**ABOUT THIS TASK**. Every line in the records below with the string "expect" is to be copied out.

Stored data:
++++++++

PR #1542, opened 2025-10-20
fix(datadog search): Fix improper handling of conjunctions by the datadog query parser

gwenaskell:
## Summary

The Datadog query parser incorrectly interprets queries mixing AND and OR statements.

For example:

- it interprets A OR NOT B as A AND NOT B
- it interprets A AND B OR C as A AND (B OR C)
- it interprets A OR B AND C as B AND C
- it interprets A OR B C as C
- it interprets A B OR C, as well as A AND B OR C as A

This PR fixes this behavior, while simplifying the parser logic.

## Change Type

- [x] Bug fix
- [ ] New feature
- [ ] Performance

## Is this a breaking change?

- [x] Yes
- [ ] No

## How did you test this PR?

Added and updated unit tests

## Checklist

### DIFF
--- a/src/datadog/search/parser.rs
+++ b/src/datadog/search/parser.rs
@@ -158,21 +158,15 @@ mod tests {
         let cases = ["foo bar baz AND qux quux quuz"];
         for query in cases.iter() {
             let res = parse(query);
-            if let QueryNode::Boolean {
-                oper: BooleanType::And,
-                ref nodes,
-            } = res
-            {
-                assert!(
+            assert!(
+                matches!(res, QueryNode::Boolean { oper: BooleanType::And, ref nodes } if
                     matches!(nodes[0], QueryNode::AttributeTerm { ref attr, ref value } if attr == "_default_" && value == "foo bar")
                         && matches!(nodes[1], QueryNode::AttributeTerm { ref attr, ref value } if attr == "_default_" && value == "baz")
                         && matches!(nodes[2], QueryNode::AttributeTerm { ref attr, ref value } if attr == "_default_" && value == "qux")
-                        && matches!(nodes[3], QueryNode::AttributeTerm { ref attr, ref value } if attr == "_default_" && value == "quux quuz"),
-                    "Unable to properly parse '{query:?}' - got {res:?}"
-                );
-            } else {
-                panic!("Unable to properly parse '{query:?}' - got {res:?}")
-            }
+                        && matches!(nodes[3], QueryNode::AttributeTerm { ref attr, ref value } if attr == "_default_" && value == "quux quuz")
+                ),
+                "Unable to properly parse '{query:?}' - got {res:?}"
+            );
         }
     }
 
@@ -477,20 +471,14 @@ mod tests {
         let cases = ["foo:bar baz:qux quux:quuz"];
         for query in cases.iter() {
             let res = parse(query);
-            if let QueryNode::Boolean {
-                oper: BooleanType::And,
-                ref nodes,
-            } = res
-            {
-                assert!(
+            assert!(
+                matches!(res, QueryNode::Boolean { oper: BooleanType::And, ref nodes } if
                     matches!(nodes[0], QueryNode::AttributeTerm { ref attr, ref value } if attr == "foo" && value == "bar")
                         && matches!(nodes[1], QueryNode::AttributeTerm { ref attr, ref value } if attr == "baz" && value == "qux")
-                        && matches!(nodes[2], QueryNode::AttributeTerm { ref attr, ref value } if attr == "quux" && value == "quuz"),
-                    "Unable to properly parse '{query:?}' - got {res:?}"
-                );
-            } else {
-                panic!("Unable to properly parse '{query:?}' - got {res:?}")
-            }
+                        && matches!(nodes[2], QueryNode::AttributeTerm { ref attr, ref value } if attr == "quux" && value == "quuz")
+                ),
+                "Unable to properly parse '{query:?}' - got {res:?}"
+            );
         }
     }
 
@@ -504,20 +492,14 @@ mod tests {
         ];
         for query in cases.iter() {
             let res = parse(query);
-            if let QueryNode::Boolean {
-                oper: BooleanType::And,
-                ref nodes,
-            } = res
-            {
-                assert!(
+            assert!(
+                matches!(res, QueryNode::Boolean { oper: BooleanType::And, ref nodes } if
                     matches!(nodes[0], QueryNode::NegatedNode { ref node } if matches!(**node, QueryNode::AttributeTerm {ref attr, ref value } if attr == "foo" && value == "bar"))
                         && matches!(nodes[1], QueryNode::AttributeTerm { ref attr, ref value } if attr == "baz" && value == "qux")
-                        && matches!(nodes[2], QueryNode::NegatedNode { ref node } if matches!(**node, QueryNode::AttributeTerm {ref attr, ref value } if attr == "quux" && value == "quuz")),
-                    "Unable to properly parse '{query:?}' - got {res:?}"
-                );
-            } else {
-                panic!("Unable to properly parse '{query:?}' - got {res:?}")
-            }
+                        && matches!(nodes[2], QueryNode::NegatedNode { ref node } if matches!(**node, QueryNode::AttributeTerm {ref attr, ref value } if attr == "quux" && value == "quuz"))
+                ),
+                "Unable to properly parse '{query:?}' - got {res:?}"
+            );
         }
     }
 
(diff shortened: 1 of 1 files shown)


src/datadog/search/grammar.rs
```diff
@@ -21,6 +21,19 @@ const MISSING_FIELD: &str = "_missing_";
 /// via a Visitor pattern and walking our way through the syntax tree.
 pub struct QueryVisitor;
 
+/// Group a list of nodes into a single node, using the given conjunction.
+/// If the group has only one node, return it as-is.
+fn group_nodes(mut node_group: Vec<QueryNode>, conjunction: BooleanType) -> QueryNode {
```
bruceg: nit: Would this be better expressed as a method on `QueryNode` i.e. something like `QueryNode::new_boolean(…) -> Self`?

src/datadog/search/grammar.rs
```diff
@@ -33,32 +46,28 @@ impl QueryVisitor {
...
-                            // a MUST, we make the previous clause a SHOULD and our
-                            // new clause will also be a SHOULD
-                            let lastitem = clauses.last_mut().unwrap();
-                            if let LuceneOccur::Must = lastitem.occur {
-                                lastitem.occur = LuceneOccur::Should;
-                            };
-                            modifier.get_or_insert(LuceneOccur::Should);
+                            // close the current and_group and create a new one
+                            and_groups.push(group_nodes(and_group, BooleanType::And));
+                            and_group = Vec::new();
```
bruceg, line 57: nit:
```suggestion
                            and_group.clear();
```

src/datadog/search/grammar.rs
```diff
@@ -33,32 +46,28 @@ impl QueryVisitor {
...
-                            // If our conjunction is OR and the previous clause was
-                            // a MUST, we make the previous clause a SHOULD and our
-                            // new clause will also be a SHOULD
-                            let lastitem = clauses.last_mut().unwrap();
-                            if let LuceneOccur::Must = lastitem.occur {
-                                lastitem.occur = LuceneOccur::Should;
-                            };
-                            modifier.get_or_insert(LuceneOccur::Should);
+                            // close the current and_group and create a new one
+                            and_groups.push(group_nodes(and_group, BooleanType::And));
```
bruceg: Should this and below maybe only push if `!and_group.is_empty()` or is that unreachable?

src/datadog/search/grammar.rs
```diff
@@ -69,77 +78,42 @@ impl QueryVisitor {
                     match inner.as_rule() {
                         Rule::PLUS => (),
                         Rule::NOT => {
-                            modifier = Some(LuceneOccur::MustNot);
+                            is_not = true;
```
bruceg, line 68: Does this need to toggle? i.e. `is_not = !is_not;`

src/datadog/search/grammar.rs
```diff
@@ -33,32 +46,28 @@ impl QueryVisitor {
...
+        // Finally, we will combine all the and_groups with OR.
+
+        let mut and_groups: Vec<QueryNode> = Vec::new();
+
+        let mut and_group: Vec<QueryNode> = Vec::new();
+
         for node in contents {
-            let clause: Option<LuceneClause> = match node.as_rule() {
+            let query_node: Option<QueryNode> = match node.as_rule() {
                 Rule::multiterm => Some(Self::visit_multiterm(node, default_field)),
```
bruceg: Do we also need the same "and" logic handling with the implicit "and" joins between the parts of a multiterm?

src/datadog/search/parser.rs
```diff
@@ -591,4 +602,86 @@ mod tests {
...
+                ref nodes,
+            } = res
+            {
+                assert!(
+                    matches!(nodes[0], QueryNode::Boolean { oper: BooleanType::Or, ref nodes } if
+                        matches!(nodes[0], QueryNode::AttributeTerm { ref attr, ref value } if attr == "foo" && value == "bar") &&
+                        matches!(nodes[1], QueryNode::AttributeTerm { ref attr, ref value } if attr == "baz" && value == "qux")
+                    ) && matches!(nodes[1], QueryNode::AttributeTerm {ref attr, ref value } if attr == "quux" && value == "quuz"),
+                    "Unable to properly parse '{query:?}' - got {res:?}"
+                );
```
bruceg: Could this all be joined into one large `assert!(matches!` (with sub-matches)?

src/datadog/search/grammar.rs
gwenaskell: I tried that first but since and_group is moved into group_nodes, I could not reuse it

src/datadog/search/grammar.rs
gwenaskell: Like, a query containing "NOT NOT"? I just checked, the lexer does not allow it (it fails on "NOT -foo" and interprets NOT NOT foo as NOT "NOT" foo)

src/datadog/search/grammar.rs
gwenaskell: I think this is unreachable, because a query needs to contain some clause before an OR statement. The query OR foo is interpreted as "OR" foo by the lexer

src/datadog/search/parser.rs
gwenaskell: I'm not sure how to achieve this 🤔

gwenaskell:
> It does have me wondering if it would need to be something recursive, however, to fit all possible cases of nested parentheses. Could you comment on that?

Parentheses are interpreted by the parser as the beginning of a sub-clause. The parser is already recursive (visit_query -> visit_clause -> visit_query)

src/datadog/search/parser.rs
bruceg: Something like this:
```suggestion
            assert!(matches!(res, QueryNode::Boolean { oper: BooleanType::And, ref nodes }
               if matches!(nodes[0], QueryNode::Boolean { oper: BooleanType::Or, ref nodes } if
                        matches!(nodes[0], QueryNode::AttributeTerm { ref attr, ref value } if attr == "foo" && value == "bar") &&
                        matches!(nodes[1], QueryNode::AttributeTerm { ref attr, ref value } if attr == "baz" && value == "qux")
                    ) && matches!(nodes[1], QueryNode::AttributeTerm {ref attr, ref value } if attr == "quux" && value == "quuz")
                )
            );
```
Not that that's necessarily any easier to read, with all the nested `matches!` clauses.

src/datadog/search/grammar.rs
bruceg: That still makes me nervous, given the prevalence of double-negation in other such expression parsers, but it's good to know it's at least not wrong.

src/datadog/search/grammar.rs
```diff
@@ -69,77 +65,42 @@ impl QueryVisitor {
...
-                        });
-                        has_must_not = true;
-                    }
-                    LuceneOccur::Should => {
-                        or_builder.add_node(node);
-                        has_should = true;
-                    }
+            if let Some(mut n) = query_node {
+                if is_not {
+                    is_not = false;
```
bruceg, line 80: nit: If I'm reading right, this reset is superfluous as the value of `is_not` is not used later in the function.

src/datadog/search/node.rs
```diff
@@ -343,6 +304,19 @@ impl QueryNode {
             format!("{attr}:")
         }
     }
+
+    /// Group a list of nodes into a single node, using the given conjunction.
+    /// If the group has only one node, return a clone of that node.
+    pub fn new_boolean(conjunction: BooleanType, nodes: Vec<QueryNode>) -> QueryNode {
+        if nodes.len() == 1 {
+            return nodes.first().unwrap().clone();
```
bruceg: nit: I think the `clone` can be avoided with either `remove` or `into_iter`, with the latter likely being more performant. In either case, I think we'd prefer an `expect` instead of an `unwrap` just so the code documents why it is safe.
```suggestion
            return nodes.into_iter().next().expect("Known to have length 1");
```

src/datadog/search/grammar.rs
gwenaskell: It can be used multiple times: for example, `-foo -baz`

gwenaskell: The reset is actually useful for that situation: `-foo bar`. Otherwise the query would be interpreted `-foo -bar`.

src/datadog/search/parser.rs
gwenaskell: Oh, I did not understand you were talking about the initial if let. Done.

src/datadog/search/grammar.rs
bruceg: Oh, of course, I was misreading the level of indentation as being outside of the loop. That suggests some possible refactoring for readability, but you are right it is needed.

++++++++

**TASK RESPONSE**.
bruceg: nit: I think the `clone` can be avoided with either `remove` or `into_iter`, with the latter likely being more performant. In either case, I think we'd prefer an `expect` instead of an `unwrap` just so the code documents why it is safe.
            return nodes.into_iter().next().expect("Known to have length 1");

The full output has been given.